09 August 2012

Excerpt Thursday: TROUBLE AT THE SCRIPTORIUM by Anne E. Johnson

This week on Excerpt Thursday, we're welcoming YA historical fiction author, Anne E. Johnson. Her latest title, TROUBLE AT THE SCRIPTORIUM, is a medieval mystery set in 12th century England. Join us Sunday, when Anne will be here to talk about the novel and offer a copy to a lucky winner. Here's the blurb:

Anne E. Johnson's medieval mystery novel for ages 9-12, Trouble at the Scriptorium, features a twelve-year-old boy named Harley.

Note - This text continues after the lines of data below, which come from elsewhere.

PR #3921, opened 2026-09-10
[DT-3314] Add Registration Date and Pre-Auth columns to the Manage Users table

kevinmarete:
### Addresses

https://broadworkbench.atlassian.net/browse/DT-3314

Security risk: **low** — read-only columns on an admin-only table.

### Summary

Adds sortable Registration Date and Pre-Auth columns to the Manage Users table.

Registration Date is read in UTC rather than through `formatDate`, whose local-time getters render a UTC-midnight date as the previous day west of UTC. Pre-Auth lists the DAAs a user's library card is pre-authorized against; a failed DAA fetch falls back to `DAA-<id>` rather than blocking the page.

`daaLabel` moves to the shared `src/libs/daaHelpers` now that two features need it.

Out of scope: "Last Login" — nothing in the stack stores it.

### Screenshot

shot-manage-users

----

- Verify all tests go green


fboulnois (approved):
👍

src/components/manage_users_table/manageUsersTableUtils.ts
```diff
@@ -43,3 +43,22 @@ export const userDacs = (roles: UserRole[] | undefined, dacNameById: Map<number,
 }
 
 export const formatUserDacs = (dacs: UserDac[]): string => dacs.map(dac => dac.name).join(', ') || 'None'
+
+// Read in UTC: formatDate's local getters report the previous day west of UTC.
+export const formatRegistrationDate = (createDate: Date | string | undefined): string => {
+  if (isNil(createDate)) {
+    return '- -'
+  }
+  const date = new Date(createDate)
```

It takes place in the early twelfth century, in Berkhamsted, a fiefdom north of London.

This fast-paced adventure features missing jewels, a missing monk, and a secret message hidden in a book of Gregorian chant! Good thing twelve-year-old Lady Margaret reads Latin, but Harley sure finds it hard to know how to behave around a noble girl he wants to be friends with.

Harley’s father is a traveling jester, his mother a lady’s maid, his uncle the monks’ choirmaster. Through Harley’s eyes, the reader experiences life in a medieval English castle, village, and monastery. 

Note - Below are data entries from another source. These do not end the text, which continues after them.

PR #3922, opened 2026-09-10
[DT-981] Let a user dismiss a system notification banner

kevinmarete:
### Addresses

https://broadworkbench.atlassian.net/browse/DT-981

Security risk: **low** — a per-user boolean in localStorage hiding an already-public announcement.

### Summary

Ops banners from GCS had no dismiss control, so they reappeared on every visit.

`notificationService` gains `dismissBanner` / `isBannerDismissed`, persisted per user under `dismissedBanner_<id>`, plus `visibleBanner` for the "should this show?" question. `DismissibleBanner` pairs a banner with recording its dismissal; the header, user profile and DAR application just use it. A dismissal survives a reload, leaves other banners showing, and does not suppress a later banner.

`Notification` moves to MUI `Alert` per copilot-instructions, which supplies the close button, severity icon and colours — the hand-rolled div, the icon switch and the CSS module go with it, along with three `!important` declarations. `CloseIconComponent` gains the `aria-label` it was missing at all nine call sites.

The DAR coverage work that was on this branch is #3924, split out at review request.

### Screenshot

shot-banners

----

- Verify all tests go green


src/components/Notification.module.css
fboulnois, line 1: 👍

fboulnois (commented):
Can we split this out into smaller tickets?

1. introducing the new system notification banner interface
2. split out the individual pages / components that are affected

kevinmarete:
Good call — split done.

Most of the size wasn't the banner feature at all: the DAR application coverage and Sonar work had nothing to do with dismissing banners, and is now #3924.

What's left here is the interface and its three call sites:

- `notificationService` — `isBannerDismissed` / `dismissBanner`
- `Notification` — `onDismiss`, plus the move to MUI `Alert`
- `CloseIconComponent` — `aria-label`
- wiring in `DuosHeader`, `UserProfile`, `DataAccessRequestApplication` (12 lines in the last)

Happy to split the three call sites out per your point 2 as well if you'd still like that — I left them together since they're a few lines each and the feature isn't observable without them. #3924 touches the same DAR file, so whichever lands second needs a small rebase.

kevinmarete:
Correction on the split: the DAR coverage PR is #3924, not #3923 — renaming its branch to match the new ticket (DT-4093) closed the original, so it was reopened under a new number. Body updated.

test/components/App.spec.tsx
```diff
@@ -31,6 +31,7 @@ vi.mock('src/libs/notificationService', () => ({
   NotificationService: {
     getActiveBanners: vi.fn().mockResolvedValue([]),
   },
+  isBannerVisible: vi.fn().mockReturnValue(true),
```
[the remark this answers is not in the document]
kevinmarete: Fixed in 91ff4fd1 — `dismissBanner` added to the mock. Audited the other specs that stub this module too; each now provides what its subject imports.

test/components/Notification.spec.tsx
```diff
@@ -19,41 +17,63 @@ const makeBanner = (overrides: Partial<Banner> = {}): Banner => ({
...
 
-  it('merges customStyle into the container', () => {
+  // The feed is ops-authored, so a level outside the four known ones can reach the component.
+  it('falls back to info when the banner carries an unknown level', () => {
     const { container } = render(
-      <Notification
-        notificationData={makeBanner()}
-        customStyle={{ backgroundColor: 'rgb(255, 0, 0)' }}
-      />,
+      <Notification notificationData={{ message: 'odd level', level: 'critical' as Banner['level'] }} />,
```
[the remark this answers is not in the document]
kevinmarete: This one type-checks as written. `npx tsc --noEmit` is clean, and CI's type-check job passes — tsconfig includes `**/*`, so the spec is in scope. I confirmed tsc really is checking this file by planting a deliberate `const deliberate: number = 'not a number'`, which it caught at line 64, then restoring it: zero errors reported here.

kevinmarete:
Both fixed in 1e7023c7.

**Cross-copy dismissal** — confirmed at the source: `getActiveBanners` returns everything active and `getBannerObjectById` filters `{active: true, id}`, so an active `eRACommonsOutage` really does render in the header and inline on the page at once. `dismissBanner` now notifies subscribers and `DismissibleBanner` drops its banner when any copy of that id is dismissed, so the wiring sits in one component rather than each page. Two tests cover it directly, and I checked they fail when the subscription is broken.

**Severity fallback** — right, `SEVERITY` is a plain object so `toString` and friends returned an inherited member past the `?? 'info'`. Guarded with `Object.hasOwn`, with a test that fails against the old lookup.

kevinmarete:
All three fixed in 40c4bf2e.

- **Hover underline** — a real regression from the Alert migration. The deleted CSS module had an `a:hover` rule as well as `a`, and `index.css:65` strips both with `!important`. The `sx` now covers `& a, & a:hover`.
- **Header re-filtering** — keyed the banner effect on the current user id. Dismissals are per user and App reconciles identity while the header stays mounted, so a stale filter could cross users.
- **Service-level pub/sub cover** — added; the component specs swap both functions for the test bus, so the real `forEach` and unsubscribe had none.

Each verified by mutation: removing the fix fails its test.

kevinmarete:
**Scope note (dbb4f413)** — this PR grew past DT-981 and has been trimmed back.

Removed: the dedicated dismissal store, `clearStorage` preservation, and the `isLogged` threading through the service and three components. DT-981 keys dismissals off `Storage.getCurrentUserSettings` and its testing note says *"clear localStorage or switch user, confirm it reappears"* — so preserving dismissals through sign-out was the opposite of what the ticket asks. The auth plumbing that came with it also introduced races, including the DAR page reinitialising its form over user edits on an auth transition.

Kept: the close button, per-user keying, per-banner isolation (the AC), the MUI `Alert` migration and its regressions, and the cross-copy sync that "hides that specific banner immediately" needs.

fboulnois (approved):
👍

src/libs/notificationService.ts
```diff
@@ -13,6 +14,43 @@ export interface Banner {
...
+export const onBannerDismissed = (listener: (id: string) => void): (() => void) => {
+  dismissalListeners.add(listener)
+  return () => {
+    dismissalListeners.delete(listener)
+  }
+}
+
+/** Record that the current user (or anonymous browser) has dismissed this banner. */
+export const dismissBanner = (id: string): void => {
+  Storage.setCurrentUserSettings<boolean>(dismissedBannerKey(id), true)
```
otchet-broad, line 44: By policy this means that whenever banner text needs t be shown, we need to change the key to one that hasn't been used before.  Has the banner posting documentation been updated to reflect this change?

otchet-broad (approved):
This change looks good.  It just needs to be clear to people who update the banner text that the must change the banner IDs if the text should be reviewed by all users.

src/libs/notificationService.ts
kevinmarete: There was no banner-posting doc to update — nothing in this repo, and no DUOS-specific page in Confluence (the only "Banner Instructions" page is Terra/Firecloud's). So I wrote one: `docs/notification-banners.md`, covering the bucket path, the JSON shape and the id rule — new text everyone must see goes out under a new, previously unused id, with the old entry retired via `active: false`. `notificationService.ts` now points at it where the key is derived.

PR #3925, opened 2026-09-11
[DT-3621] Update Voting History table styling to match the Data Library

kevinmarete:
### Addresses

[DT-3621](https://broadworkbench.atlassian.net/browse/DT-3621) — Update Voting History Table Styling

Security risk: no

### Summary

Restyles the Voting History tables (Chair Votes / Member Votes on DAR Collection Review, and the voting history table on the researcher's DAR Application page) to match the flat DataGrid presentation the Data Library established: white rows, thin grey rules, non-uppercase bold headers, bordered/rounded container. Chair and Member votes move from two stacked always-visible sections to a two-tab layout styled like the Data Library's tab bar, with count badges. Presentation only — no columns, data, or sort behaviour changed.

The branch as it stood did not compile: its only commit imported `voteHistoryTableStyles` and `VoteHistoryTabs` but neither file was ever committed. This PR adds both, rebases the work onto develop (it was ~40 commits behind and conflicted with #3920, which removed the "Votes" heading this branch still rendered), and completes the remaining acceptance criteria.

This did **not** migrate to a real MUI DataGrid. The installed `@mui/x-data-grid` is Community edition, which has no expandable detail rows (Pro only), and `ElectionWithMemberVotesTable` relies on an expand/collapse row for member vote details. The existing `SimpleTable` engine is kept and restyled instead. `SimpleTable.tsx` and the shared `Styles.TABLE.*` tokens are untouched, since many unrelated tables (InstitutionTable, DarDatasetTable, ManageUsersTable) depend on them — all styling is scoped through the `styles` prop these components already pass in.

`VoteHistoryTabs` deliberately mirrors `LibraryTabs` rather than reusing it: `LibraryTabsProps` is typed to `AssetType`, and widening it to plain strings would break every Data Library call site under `strictFunctionTypes`. It reuses `COUNT_BADGE_SX` for the count pills so the badge shape and brand colour stay in one place.

`VoteSummaryTable` gains an optional `styles` prop defaulting to its current internal styles, so the nested member-vote detail table can be restyled inside Voting History without affecting `MemberVoteSummary` on the active-voting page.

Verified: `pnpm run type-check` and `pnpm run lint` clean, `pnpm test` 4533/4533 passing. Tab switching, count badges, sorting, and the member-vote expand/collapse were confirmed against a headless Chromium render with fixture data. New tests were mutation-checked — rendering both tables at once, wiring `onChange` to a fixed key, and dropping the count badge each fail the suite.

After

[DT-3621]: https://broadworkbench.atlassian.net/browse/DT-3621?atlOrigin=eyJpIjoiNWRkNTljNzYxNjVmNDY3MDlhMDU5Y2ZhYzA5YTRkZjUiLCJwIjoiZ2l0aHViLWNvbS1KU1cifQ

### DIFF
--- a/src/components/vote_history_table/ChairVoteHistoryTable.tsx
+++ b/src/components/vote_history_table/ChairVoteHistoryTable.tsx
@@ -1,8 +1,8 @@
 import React, { useMemo, useState } from 'react'
 import SimpleTable from '../SimpleTable'
 import { VoteHistoryRow } from 'src/types/model'
-import { Styles } from 'src/libs/theme'
 import { formatDate, sortVisibleTable } from 'src/libs/utils'
+import { voteHistoryTableStyles } from './voteHistoryTableStyles'
 
 interface ChairVoteHistoryTableProps {
   voteHistory: VoteHistoryRow[]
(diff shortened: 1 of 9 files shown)


fboulnois (approved):
👍

otchet-broad (approved):
👍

In this passage, Harley is at the Monastery of St. Aidan’s, where his uncle is the choir director. Harley waits in the monastery library and pages through the new chant book that a nearby scriptorium recently made for his lady’s name-day gift. The book has errors in it, though, including at least one missing illumination.

The library always made Harley feel cozy, even when he was alone in it. There was a comforting musty smell from the books and the wooden furniture. Stretching half the length of the room was an oak table that would have seated twelve men with manuscripts laid out in front of them. The edges of its thick timbers were rounded by time, its red-brown finish worn and scratched. The ornate wooden chairs were so heavy that Harley could barely slide one across the flagstones. He climbed onto one, leaving it at an angle to the table. Once he’d mounted the seat, the chair wouldn’t budge. 
Benedict’s satchel had been left on the center of the table, with the chant book still in it. Harley untied the bag and struggled to grasp the big leather volume. When he opened the cover, his nose took in an acrid puff of tanned animal hide. Not just the cover, but the parchment pages themselves were made from skins. He smelled another new scent, rich and heavy, from all those vibrant paints. Brother Benedict had explained that the paints were made from plant leaves, bark, seeds, roots, blossoms---anything in nature with color to offer. Egg yolks and boiled animal bones were used to make the paint thick and keep its hue. No wonder it stank! Harley coughed to clear his lungs.
  Finding that his feet wouldn’t touch the floor, he sat cross-legged to wander through the book’s glittering pages. Soon he got used to the smell. He was awed by such beauty, and the faith it stood for. 
Suddenly, the window rattled. Harley gasped and dropped the page he was handling. There was some scraping from the back of the library.
“Hello?” Harley said weakly.
No answer. There was silence now. Turning so that he was on his knees and grasping the chair’s back, Harley took a quick glance around the room. He couldn’t see anything wrong.
“Hello? Anyone there?” The wind must have picked up, he assured himself. 
He returned to the book, but now with an irrational feeling that he was being watched. Perhaps it was the ghosts of old monastery scholars, guarding their collection. Silently, Harley promised them that he would be very careful with the treasure that lay in front of him. 
To turn each page, he took the sheet of vellum between his finger and thumb, and flipped it gingerly to the left, as if it were a butterfly wing. He admired how smooth and polished the right-hand pages were, and how the back of each leaf often had a bit of fur left from the goat it was made from. 
The glorious illustrations swam across his vision. Deepest blues, greens, yellows, reds, and pure shimmering gold. Saints and martyrs and plants and animals, swirls and curly-cues, Crosses, planets, even goblins. It was like a wondrous city, and turning each page was like turning a corner, with fantastic new things to see. Harley wanted to go on forever, walking through this fantasyland. But he stopped short when he reached the unfinished page.